# YOUR INSTRUCTIONS:
Search the data for the word "really". Reproduce every line where it is found.

Stored entries

::::

PR #43, opened 2019-07-31
Display posts

cmei4444:
Get posts from posts service and display content on index.html template.

Also added tests for getting posts/events from their respective services and error handling if they can't be retrieved, displaying an error message instead of the template.


pageserve/app.py
```diff
@@ -29,14 +29,17 @@ def index():
...
-    posts = get_posts()
-    return render_template(
-        'index.html',
-        posts=posts,
-        auth=is_auth,
-        user=user,
-        app_config=app.config
-    )
+    try:
+        posts = get_posts()
```
mukobi: This line and line 53 can be inline instead of a temp variable

pageserve/app.py
```diff
@@ -29,14 +29,17 @@ def index():
...
+        return render_template(
+            'index.html',
+            posts=posts,
+            auth=is_auth,
+            user=user,
+            app_config=app.config
+        )
+    except RuntimeError:
+        return "Unable to get posts from posts service.", 500
```
mukobi: Since you are giving a message to your RuntimeError on line 117, maybe it would be better to just pass the error along instead of redefining a new error message. This way, both `except`s in `index()` and `show_events()` would look the same.
```python
except RuntimeError as error:
    return str(error), 500
```

pageserve/app.py
```diff
@@ -104,28 +110,27 @@ def add_event():
...
+    Args:
+        events_dict: JSON returned by posts service, includes:
+            posts (list): list of posts
+            num_posts (int): number of posts returned
+
+    Returns:
+        list: parsed list of posts.
+    """
+    # TODO(cmei4444): implement parsing on posts - timestamps are formatted
+    # unreadably currently
```
mukobi: It sounds like you've done more research into how `datetime`s work in the db than I have, what kind of parsing would be needed? Depending on what we want to do, it might be simple to do the parsing in posts and events before we upload stuff to the database and just store them as strings. If you try out `str(datetime.datetime.now())` it actually returns a fairly readable time string.

cmei4444: I think I actually figured it out - the events service at least is giving Unix times in milliseconds, which are pretty easy to parse: 
```
ts = int(unix_time)/1000
event['created_at'] = datetime.utcfromtimestamp(ts).strftime('%Y-%m-%d %H:%M:%S')
```

In the DB datetimes are actually stored pretty readably (from looking at the MongoDB atlas site), the issue happens when you try to JSON serialize them. 
Storing them as strings would be easier for testing at this point though so it honestly might be preferable.

mukobi: I was just testing things and `datetime.datetime.utcnow().isoformat(" ", "seconds")` returns `'2019-07-31 23:52:18'`. I highly recommend we use this when creating timestamps and store the times as strings like that in the DB. If we don't care about globalization, we can drop the `utcnow()` to just `now()` for local time, but I figure it's probably good principle for a social app like this to use standard time.

cmei4444: That seems good, let's go with that. I'll implement that for events in another PR.

mukobi: Cool, I'll implement it for posts in another PR.

PR #44, opened 2019-07-31
Reorder events app.py functions

cmei4444:
This is really more to discuss file ordering - I used this order here, imitating the pageserve app.py order:

GET endpoints
POST endpoints
PUT endpoints
helper functions
config functions
__main__

Within those categories I don't feel super strongly about a way to order them as long as it seems logical, would like input for this file and other app.py files as well.

### DIFF
--- a/events/app.py
+++ b/events/app.py
@@ -11,30 +11,23 @@ from eventclass import Event
 app = Flask(__name__)
 
 
-class DBNotConnectedError(ConnectionError):
-    """Raised when not able to connect to the db."""
+@app.route('/v1/', methods=['GET'])
+def get_all_events():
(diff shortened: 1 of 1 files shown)


cmei4444:
> LGTM. I agree with the high-level ordering you chose here. Inside each of those categories, I think we should alphabetize by method name because it doesn't really matter too much and just makes things a little easier to find. From my quick look, it appears that you alphabetized within each category on this event/app.py. I think reordering is definitely one of the cleanup things we should do before we release this, but I also think you should wait on more reordering PRs until after some of the other bigger PRs touching the same files get merged to avoid painful merge conflicts.

I agree with your last point, I'm definitely not going to touch pageserve for now since we're both working on it.

PR #45, opened 2019-08-01
(XS) Posts respresent timestamp as string

mukobi:
Upload posts timestamps to db as UTC time strings with second accuracy.

### DIFF
--- a/posts/app.py
+++ b/posts/app.py
@@ -169,7 +169,7 @@ def generate_timestamp():
     Returns:
         datetime: the current time.
     """
-    return datetime.datetime.utcnow().isoformat(" ", "seconds")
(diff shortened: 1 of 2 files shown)


posts/app.py
```diff
@@ -169,7 +169,7 @@ def generate_timestamp():
     Returns:
         datetime: the current time.
     """
-    return datetime.datetime.now()
+    return datetime.datetime.utcnow().isoformat(" ", "seconds")
```
whaught: maybe a named parameter for  delimiter=" " or whatever this means

mukobi: Done https://github.com/knative-portability/large-events/pull/45/commits/a88de4b2953206978ee4c6a11b853ea9f29b65ed

PR #46, opened 2019-08-01
Events creation time timestamp as string

cmei4444:
Similar to #45, changes the format of the created_at time for events to a string. Modified comparison of times for equality, leaving the previous functionality comparing datetime objects. Also added some tests.

This PR depends on #44, all relevant changes for this one are in the last commit.

### DIFF
--- a/events/app.py
+++ b/events/app.py
@@ -42,7 +42,8 @@ def add_event():
         }
         # TODO(cmei4444): Athenticate user and verify that user has event
         # editing access
-        current_time = datetime.datetime.utcnow().isoformat(" ", "seconds")
+        current_time = datetime.datetime.utcnow().isoformat(sep=" ",
+                                                            timespec="seconds")
         info = build_event_info(info, current_time)
         event = Event(**info)
         app.config["COLLECTION"].insert_one(event.dict)
--- a/events/app.py
+++ b/events/app.py
@@ -42,7 +42,7 @@ def add_event():
         }
         # TODO(cmei4444): Athenticate user and verify that user has event
         # editing access
-        current_time = datetime.datetime.now()
+        current_time = datetime.datetime.utcnow().isoformat(" ", "seconds")
         info = build_event_info(info, current_time)
         event = Event(**info)
         app.config["COLLECTION"].insert_one(event.dict)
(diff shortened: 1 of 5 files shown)


events/app.py
```diff
@@ -49,7 +42,7 @@ def add_event():
         }
         # TODO(cmei4444): Athenticate user and verify that user has event
         # editing access
-        current_time = datetime.datetime.now()
+        current_time = datetime.datetime.utcnow().isoformat(" ", "seconds")
```
whaught: same comment about parameter labels on this call. That " " is hard to read/understand what it means.

cmei4444: Clarified in 5fdd6a3

events/eventclass.py
```diff
@@ -15,10 +16,17 @@ def equal_times(time_1, time_2):
...
-    time_2 = time_2.replace(microsecond=(time_2.microsecond // 1000) * 1000)
-    return time_1 == time_2
+    if type(time_1) is type(time_2):
+        if isinstance(time_1, datetime.datetime):
+            time_1 = time_1.replace(
+                microsecond=(time_1.microsecond // 1000) * 1000)
+            time_2 = time_2.replace(
+                microsecond=(time_2.microsecond // 1000) * 1000)
+        return time_1 == time_2
+    return False
```
mukobi: If we're doing time as strings, why do you need this replacing still? Are you planning on also supporting datetimes at the same time?

events/test_routes.py
```diff
@@ -9,7 +9,7 @@
 from app import app, os, connect_to_mongodb
 
 EXAMPLE_TIME = datetime.datetime(
-    2019, 6, 11, 10, 33, 1, 100000).isoformat(" ", "seconds")
+    2019, 6, 11, 10, 33, 1, 100000).isoformat(sep=" ", timespec="seconds")
```
mukobi: You might want to make this `EXAMPLE_TIME_STRING` since it's a string so it matches the global var naming in test_events_class.py.

events/eventclass.py
cmei4444: I guess I wanted to leave functionality there in case times had to be compared as datetimes in the backend, but I don't think it's used anywhere right now so I can remove it.

events/test_routes.py
cmei4444: Done for all test files in df59c2b

PR #47, opened 2019-08-01
(S) Query event by name

cmei4444:
Added ability to query events by name.

### DIFF
--- a/events/app.py
+++ b/events/app.py
@@ -33,7 +33,7 @@ def search_event():
 
         events = [Event(**ev).dict for ev in events]
         events_dict = build_events_dict(events)
-        # handle MongoDB objects (e.g. ObjectID) that aren't JSON serializable
+        # handles MongoDB objects (e.g. ObjectID) that aren't JSON serializable
         return json.loads(json_util.dumps(events_dict))
     except BadRequestKeyError:      # missing event attributes
         return "Event name was entered incorrectly.", 400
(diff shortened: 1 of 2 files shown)


events/app.py
```diff
@@ -27,7 +27,18 @@ def get_all_events():
 @app.route('/v1/search', methods=['GET'])
 def search_event():
     """Search for the event with the given name in the DB."""
-    pass
+    try:
+        event_name = request.args['name']
+        events = app.config["COLLECTION"].find({'name': event_name})
+
+        events = [Event(**ev).dict for ev in events]
+        events_dict = build_events_dict(events)
```
evankanderson: Why can't this just take Event objects, rather than Event objects rendered as dictionaries?

events/app.py
```diff
@@ -27,7 +27,18 @@ def get_all_events():
...
+        # handle MongoDB objects (e.g. ObjectID) that aren't JSON serializable
```
evankanderson: Is this a TODO, or an explanation of what's going on?

events/app.py
evankanderson: In particular, you have the same dictionary comprehension on line 19 as here.

events/app.py
```diff
@@ -82,12 +79,12 @@ def build_event_info(info, time):
     return {**info, 'created_at': time}
 
 
-def build_events_dict(events):
+def build_events_dict(events_cursor):
```
evankanderson: Good call to name this a cursor to make it clear that the call may end up moving the underlying cursor.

::::

# OUTPUT OF THE TASK:
This is really more to discuss file ordering - I used this order here, imitating the pageserve app.py order:
> LGTM. I agree with the high-level ordering you chose here. Inside each of those categories, I think we should alphabetize by method name because it doesn't really matter too much and just makes things a little easier to find. From my quick look, it appears that you alphabetized within each category on this event/app.py. I think reordering is definitely one of the cleanup things we should do before we release this, but I also think you should wait on more reordering PRs until after some of the other bigger PRs touching the same files get merged to avoid painful merge conflicts.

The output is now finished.